ASSIGNMENT:
Pull out of the data below the stretch of lines bounded by the one containing "src/Zendesk/API/Traits/Resource/Localize.php" and the one containing "miogalang: We should", both bounds included, unchanged.

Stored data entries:
□ □ □ □ □

PR #234, opened 2016-03-05
Fixed returning type declaration

TemirkhanN:
json_decode() returns an object if second argument is not being set to true.


miogalang:
:+1:

joseconsador:
:+1:

miogalang:
Thanks @TemirkhanN

PR #237, opened 2016-03-11
Fixed index of parameters for tags

antoscarface:
According to the parameter to pass to "tags" request:

```
curl https://{subdomain}.zendesk.com/api/v2/tickets/{id}/tags.json \
  -X PUT -d '{ "tags": ["customer"] }' \
  -H "Content-Type: application/json" -v -u {email_address}:{password}
```

what must be passed should be in this format: `{ "tags": ["customer"] }`, but the name of object is singularized by ResourceAbstract.
With this change, I force the object name to not be singularized and it works great now!


joseconsador:
@antoscarface Thanks for this. The travis test failed though due to coding standard restrictions, you can easily fix this by doing `vendor/bin/phpcbf --standard=PSR2 --extensions=php -w src` . Also, if you could add some live tests to verify this fix that would be much appreciated.

jmramos02:
hi @antoscarface any updates on this?

antoscarface:
PR Updated:
* Fixed phpcs errors
* Added tests

Sorry that I forgot this PR.
I hope is good now :)

PR #238, opened 2016-03-15
added helpdesk articles to the api

kaioken:
Added articles to the helpdesk api calls

Thanks


joseconsador:
@kaioken Thanks for this. You've committed changes to file permissions though. Could you update this PR but with `git config core.fileMode false` ? Thanks

kaioken:
@joseconsador will do, thanks

Issue #241, opened 2016-04-13
create_or_update (single) method missing


devanes:
Hello,

It would be nice if the create_or_update API method (single) would be available as well, for example for a user. You have create, update, and create_or_update_many. Of course the latter can be used, but having create_or_update as well would be nice, that way we don't have to check the job_status to see whether the action has succeeded.

Regards, Martijn

PR #244, opened 2016-04-27
Add create or update

jmramos02:
/cc @zendesk/mintegrations  @miogalang @joseconsador 

### Description

Add create and update trait

### References
* JIRA: https://zendesk.atlassian.net/browse/MI-639

### Risks
* None


src/Zendesk/API/Resources/Core/Tickets.php
```diff
@@ -181,6 +181,31 @@ public function createFromTweet(array $params)
...
+     * Create or Update a ticket
+     *
+     * @param array $params
+     *
+     * @throws MissingParametersException
+     * @throws ResponseException
+     * @throws \Exception
+     * @return mixed
+     */
+    public function createOrUpdate(array $params)
```
miogalang: Is it not possible to re-use the trait here?

jmramos02:
@miogalang will remove that and use the trait createOrUpdate implementation

src/Zendesk/API/Traits/Resource/CreateOrUpdate.php
```diff
@@ -0,0 +1,35 @@
+<?php
+
+namespace Zendesk\API\Traits\Resource;
+
+use Zendesk\API\Exceptions\RouteException;
+
+trait CreateOrUpdate
```
miogalang: Is this only available for tickets? what else has this?

jmramos02:
Users has it, https://developer.zendesk.com/rest_api/docs/core/users#create-or-update-user

miogalang:
@jmramos02 Would be great to have it in all resources that have it. Then you can write a generic unit test for the trait once.

jmramos02:
Okay noted. will rewrite the ticket implementation

jmramos02:
Correction. tickets does not implement create_or_update https://github.com/zendesk/zendesk_api_client_php/issues/241 refers to "users" and not "tickets"

miogalang:
So the create_or_update method is only available for users and nothing else? is that correct?@jmramos02

jmramos02:
Yes @miogalang

miogalang:
@jmramos02 I don't see the point in pulling it out into a trait if it is only used once. We should just keep it in users if it is only available for one. Then think of pulling it out in a trait if we will re use it. This feels like unnecessary optimisation.

jmramos02:
noted @miogalang

src/Zendesk/API/Resources/Core/Users.php
```diff
@@ -9,6 +9,7 @@
 use Zendesk\API\Resources\ResourceAbstract;
 use Zendesk\API\Traits\Resource\CreateMany;
 use Zendesk\API\Traits\Resource\CreateOrUpdateMany;
+use Zendesk\API\Traits\Resource\CreateOrUpdate;
```
miogalang: I think we don't need this anymore

tests/Zendesk/API/UnitTests/Core/UsersTest.php
```diff
@@ -169,4 +169,17 @@ public function testChangePassword()
             $this->client->users($userId)->changePassword($postFields);
         }, "users/{$userId}/password.json", 'PUT');
     }
+
+    /*
+     * Tests if the createOrUpdate function calls the correct endpoint and passes the correct POST data
+     */
+    public function testCreateOrUpdate()
+    {
+        $postFields = ['id' => '1859295', 'name' => 'John Smith'];
```
miogalang: Please use Faker for these values

miogalang:
:+1: good work

joseconsador:
👍

pdeuter:
:chicken:

PR #246, opened 2016-05-24
Retrieve articles

jmramos02:
/cc @zendesk/mintegrations @miogalang @joseconsador

### Description
Add retrieval of articles

### Dependencies
* None

### References
* JIRA: https://zendesk.atlassian.net/browse/MI-421

### Risks
* [medium] Helpdesk may not work


src/Zendesk/API/Resources/HelpCenter.php
```diff
@@ -36,7 +37,8 @@ public function __construct(HttpClient $client)
     public static function getValidSubResources()
     {
         return [
-            'categories' => Categories::class
+            'categories'    => Categories::class,
+            'articles'      => Articles::class
```
miogalang: add a , at the end so it looks nicer

src/Zendesk/API/Resources/HelpCenter/ResourceAbstract.php
```diff
@@ -18,4 +18,31 @@ protected function getResourceNameFromClass()
 
         return 'help_center/' . $resourceName;
     }
+
```
miogalang: Is this duplicated code from the other abstract?

src/Zendesk/API/Traits/Resource/Localize.php
```diff
@@ -0,0 +1,26 @@
+<?php
```
miogalang: I think the name should be `Locales` ? what do you think?

jmramos02: I think it is, renaming..

src/Zendesk/API/Resources/HelpCenter/ResourceAbstract.php
jmramos02: Yes it is

miogalang: We should try not to replicate code, and keep it DRY. Maybe pull this out into a trait? do they share any other methods?

src/Zendesk/API/Resources/HelpCenter/ResourceAbstract.php
```diff
@@ -18,4 +18,31 @@ protected function getResourceNameFromClass()
...
+    /**
+     * Generate a route depending on a localization set
+     * @param string $name
+     * @param array $params
+     */
+    public function getRoute($name, array $params = [])
+    {
+        $routesWithLocale = ['findAll', 'find', 'create', 'update'];
```
joseconsador: @jmramos02 What would happen if there are resources that don't use all of these?

jmramos02: Will pull it out on a trait so it can be optional

jmramos02:
💇 @miogalang @joseconsador

src/Zendesk/API/Resources/HelpCenter/Articles.php
```diff
@@ -0,0 +1,63 @@
...
+
+    /**
+     * @{inheritdoc}
+     */
+    protected $objectName = 'article';
+
+    /**
+     * @var locale
+     */
+    private $locale;
```
miogalang: Please move this to the locales trait

jmramos02:
💇 @miogalang

miogalang:
👍 Good job

joseconsador:
👍

PR #140, opened 2021-04-22
126 merge edit new

v1ruso:
#126 
Nothing new really, just that NewItem and EditItem fragments don't exist anymore, to be replaced with NewEditFragment.

To goal was to avoid copy pasted code between the two fragments.
Screenshot 2021-04-22 at 12 33 48
Screenshot 2021-04-22 at 12 34 14


app/src/main/java/com/example/sharingang/NewEditFragment.kt
```diff
@@ -161,10 +174,45 @@ class NewItemFragment : Fragment() {
...
+        binding.latitude = latitude.toString()
+        binding.longitude = longitude.toString()
         val address =
-            geocoder.getFromLocation(location.latitude, location.longitude, 1).getOrNull(0)
+            geocoder.getFromLocation(latitude, longitude, 1).getOrNull(0)
         binding.postalAddress.text = address?.getAddressLine(0) ?: ""
     }
+
+    private fun setupNewOrEditFragment() {
+        if (viewModel.onEdit.value == false) {
```
betrisey, line 189: Can we do `existingItem = args.item` before and check if it's null to determine if we are creating a new item or editing an existing item?

betrisey (approved):
Nice!
Just a remark, the onEdit in the viewModel add some complexity. Is it possible to remove it and just check if the item passed as argument to the fragment is null?

app/src/main/java/com/example/sharingang/NewEditFragment.kt
```diff
@@ -161,10 +174,45 @@ class NewItemFragment : Fragment() {
...
+            binding.editItemPrompt.visibility = View.GONE
+            binding.editItemButton.visibility = View.GONE
+            binding.newItemPrompt.visibility = View.VISIBLE
+            binding.createItemButton.visibility = View.VISIBLE
+        } else {
+            binding.editItemPrompt.visibility = View.VISIBLE
+            binding.editItemButton.visibility = View.VISIBLE
+            binding.newItemPrompt.visibility = View.GONE
+            binding.createItemButton.visibility = View.GONE
```
bafavre, line 199: Maybe it would be easier to work with only one prompt and one button and change their appearance/behavior depending on whether an item is passed as an argument. Instead of having two of each, but I don't know if it's easier and clearer.

bafavre (commented):
Good job!
I agree on the remark Sam made and I also have a few of my own that you can check.

app/src/main/java/com/example/sharingang/NewEditFragment.kt
```diff
@@ -111,41 +115,50 @@ class NewItemFragment : Fragment() {
...
             category = binding.categorySpinner.selectedItemPosition,
             categoryString = resources.getStringArray(R.array.categories)[binding.categorySpinner.selectedItemPosition],
             latitude = binding.latitude?.toDoubleOrNull() ?: 0.0,
             longitude = binding.longitude?.toDoubleOrNull() ?: 0.0,
-            sold = false,
-            imageUri = imageUri?.toString(),
-            userId = userId
+            userId = existingItem?.userId ?: userId,
+            createdAt = existingItem?.createdAt,
+            localId = existingItem?.localId ?: 0
```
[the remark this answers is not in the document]
v1ruso: This value of 0 should be ignored, because in Item class the localId is autogenerated.
By removing "0", it fails because localId cannot be null.

app/src/main/java/com/example/sharingang/NewEditFragment.kt
v1ruso: By doing so we would need to change their appearance and their action. I thought it was easier this way. Also, if we want to change the GUI later one, we can do it directly in the XML file, without going through the fragment.

app/src/main/java/com/example/sharingang/NewEditFragment.kt
v1ruso: Corrected, thanks!

Superdoude1999 (approved):

bafavre (approved):

PR #144, opened 2021-04-22
Detailed markers on the map

betrisey:
I replaced the marker with a box that contains the title and the price of the item.
When the items are too close, they are clustered together.
We can easily customize this box, it's an xml layout.

https://user-images.githubusercontent.com/1939395/115712965-be0dab00-a375-11eb-966b-45ff23d2185d.mp4


app/src/main/java/com/example/sharingang/MapFragment.kt
```diff
@@ -62,41 +68,42 @@ class MapFragment : Fragment(), OnMapReadyCallback {
...
+        clusterManager?.cluster()
     }
 
     @SuppressLint("MissingPermission")
     private fun startLocationUpdates() {
+        // Show blue dot at current location
+        map?.isMyLocationEnabled = true
+        // We already have a custom button so we remove the default one
+        map?.uiSettings?.isMyLocationButtonEnabled = false
+
```
v1ruso, line 106: What happens if the location permission is not granted?

app/src/main/java/com/example/sharingang/MapFragment.kt
```diff
@@ -45,11 +50,12 @@ class MapFragment : Fragment(), OnMapReadyCallback {
...
                 hasCameraMovedOnce = true
             }
-            moveLastLocationMarker()
         }
     }
-    private var lastLocationMarker: Marker? = null
+
     private var map: GoogleMap? = null
+    private var markerManager: MarkerManager? = null
+    private var clusterManager: ClusterManager<MapItem>? = null
```
v1ruso, line 58: Can we make those lateinit vars? To avoid having unnecessary null checks

app/src/main/java/com/example/sharingang/MapFragment.kt
```diff
@@ -45,11 +50,12 @@ class MapFragment : Fragment(), OnMapReadyCallback {
                 moveCameraToLastLocation()
                 hasCameraMovedOnce = true
             }
-            moveLastLocationMarker()
         }
     }
-    private var lastLocationMarker: Marker? = null
+
     private var map: GoogleMap? = null
```
v1ruso, line 56: Same as below comment

app/src/main/java/com/example/sharingang/MapFragment.kt
```diff
@@ -120,42 +126,36 @@ class MapFragment : Fragment(), OnMapReadyCallback {
...
         }
-        addItemMarkers(viewModel.searchResults.value ?: listOf())
 
-        doOrGetPermission(
-            this,
-            Manifest.permission.ACCESS_FINE_LOCATION,
-            { startLocationUpdates() },
-            requestPermissionLauncher
-        )
+        map!!.setOnCameraIdleListener(clusterManager)
```
v1ruso, line 158: What does this do?

app/src/main/res/layout/item_marker.xml
```diff
@@ -0,0 +1,22 @@
...
+    android:layout_height="match_parent"
+    android:orientation="vertical">
+
+    <TextView
+        android:id="@+id/titleText"
+        android:layout_width="match_parent"
+        android:layout_height="wrap_content"
+        android:textAlignment="center"
+        android:textSize="18sp"
+        tools:text="Naruto book" />
```
v1ruso, line 14: What is that?

app/src/main/res/layout/item_marker.xml
```diff
@@ -0,0 +1,22 @@
...
+
+    <TextView
+        android:id="@+id/descriptionText"
+        android:layout_width="match_parent"
+        android:layout_height="wrap_content"
+        android:textAlignment="center"
+        tools:text="$ 42.00" />
```
v1ruso, line 21: Same question?

app/src/main/java/com/example/sharingang/MapFragment.kt
betrisey: I think that this function is only called when the permission has been granted.
I'm not sure, could you check that please? This function already existed before, I only added these 2 lines

app/src/main/java/com/example/sharingang/MapFragment.kt
betrisey: I really wanted to do that too but I think it's not possible because it requires the map and it's not initialized in `onCreateView`, it's done in a coroutine because we have to do it asynchronously

betrisey: A way to avoid all these null checks would be to pass around the `map` object to the functions that need it but I don't know if it's better. What do you think ?

app/src/main/java/com/example/sharingang/MapFragment.kt
betrisey: `OnCameraIdle` is the event when the user finished moving the map. The cluster manager needs to receive this event so it can recompute the cluster (for example when the user zoom out, it would cluster them together)

app/src/main/res/layout/item_marker.xml
betrisey: This is the XML layout of the marker used in the map
Screenshot 2021-04-22 at 14 59 35

app/src/main/java/com/example/sharingang/MapFragment.kt
v1ruso: Oh okk my bad, then all good!

app/src/main/java/com/example/sharingang/MapFragment.kt
v1ruso: You're right, then I guess it's fine the way it is

app/src/main/java/com/example/sharingang/MapFragment.kt
v1ruso: Thanks!

app/src/main/res/layout/item_marker.xml
v1ruso: Yes but why the "naruto book"?

Superdoude1999 (approved):

app/src/main/res/layout/item_marker.xml
betrisey: every attribute that begins with `tools:` is only visible in Android Studio when creating the layout
So it's just a placeholder value to avoid having blank TextViews 
Screenshot 2021-04-22 at 15 24 56

v1ruso (approved):
Well done

app/src/main/res/layout/item_marker.xml
bafavre: This is a tools:text, which is a design time text, it doesn't show up in the app.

□ □ □ □ □

RESULT OF THIS TASK:
src/Zendesk/API/Traits/Resource/Localize.php
```diff
@@ -0,0 +1,26 @@
+<?php
```
miogalang: I think the name should be `Locales` ? what do you think?

jmramos02: I think it is, renaming..

src/Zendesk/API/Resources/HelpCenter/ResourceAbstract.php
jmramos02: Yes it is

miogalang: We should try not to replicate code, and keep it DRY. Maybe pull this out into a trait? do they share any other methods?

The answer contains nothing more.